▶ Recorded data:
PR #5358, opened 2024-01-24
feat: DIA-868: Component library + Chip Input

nick-skriabin:
Introducing the UI component library with its first citizen - the ChipInput component.

UI library contains:
- UI (React) component written in TypeScript and styled with SCSS
- Assets library -- icons in SVG format
- Components tests -- Cypress
- Storybook with interactive access to the components and/or components composition

This work was initiated by DIA-868 to support so-called "classes input" (see designs in the ticket). The basis for this component is "MultiEmailInput" from LSE's invitation flow. The component was refactored from JS+Stylus into TS+SCSS, and generalized to be universal.

The work on the component library was initiated due to inability to test components that are not the part of the UI yet.

Note: Name "Classes component" comes from the upcoming PW feature, but the general name for the underlying component is "ChipInput".

- [x] Tests for the changes have been added/updated

### What feature flags were used to cover this change?
None

Implement the whole interface and include a bunch of tickets in a single PR.

- [ ] Performance
- [ ] Security
- [x] UX - new generalized chip component to support future work
- [x] DX - introduction of the component library must improve DX by avoiding code duplication, scope creep. It also improves code quality as every component must be covered with tests.

- [x] No

- [ ] e2e (codecept)
- [x] integration (cypress)
- [ ] unit (jest)

Monorepo, PW


web/libs/storybook/src/components/ChipInput.scss
```diff
@@ -0,0 +1,96 @@
+@import "../assets/styles/base.scss";
+
+$danger_color: #ff0000;
```
yyassi-heartex: might be a prudent to add the danger color to base.scss to make it available to other components as more components get added here

web/libs/storybook/tests/support/e2e.ts
```diff
@@ -0,0 +1,24 @@
+import { CURRENT_FLAGS } from '../feature-flags';
+import '@humansignal/frontend-test/cypress/support/e2e'
+
+Cypress.on('uncaught:exception', (err, runnable) => {
```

▶ Aim of the task: Full transcription, please: every entry, exactly as written.

▶ Exercise response:
PR #5358, opened 2024-01-24
feat: DIA-868: Component library + Chip Input

nick-skriabin:
Introducing the UI component library with its first citizen - the ChipInput component.

UI library contains:
- UI (React) component written in TypeScript and styled with SCSS
- Assets library -- icons in SVG format
- Components tests -- Cypress
- Storybook with interactive access to the components and/or components composition

This work was initiated by DIA-868 to support so-called "classes input" (see designs in the ticket). The basis for this component is "MultiEmailInput" from LSE's invitation flow. The component was refactored from JS+Stylus into TS+SCSS, and generalized to be universal.

The work on the component library was initiated due to inability to test components that are not the part of the UI yet.

Note: Name "Classes component" comes from the upcoming PW feature, but the general name for the underlying component is "ChipInput".

- [x] Tests for the changes have been added/updated

### What feature flags were used to cover this change?
None

Implement the whole interface and include a bunch of tickets in a single PR.

- [ ] Performance
- [ ] Security
- [x] UX - new generalized chip component to support future work
- [x] DX - introduction of the component library must improve DX by avoiding code duplication, scope creep. It also improves code quality as every component must be covered with tests.

- [x] No

- [ ] e2e (codecept)
- [x] integration (cypress)
- [ ] unit (jest)

Monorepo, PW


web/libs/storybook/src/components/ChipInput.scss
```diff
@@ -0,0 +1,96 @@
+@import "../assets/styles/base.scss";
+
+$danger_color: #ff0000;
```
yyassi-heartex: might be a prudent to add the danger color to base.scss to make it available to other components as more components get added here

web/libs/storybook/tests/support/e2e.ts
```diff
@@ -0,0 +1,24 @@
+import { CURRENT_FLAGS } from '../feature-flags';
+import '@humansignal/frontend-test/cypress/support/e2e'
+
+Cypress.on('uncaught:exception', (err, runnable) => {
```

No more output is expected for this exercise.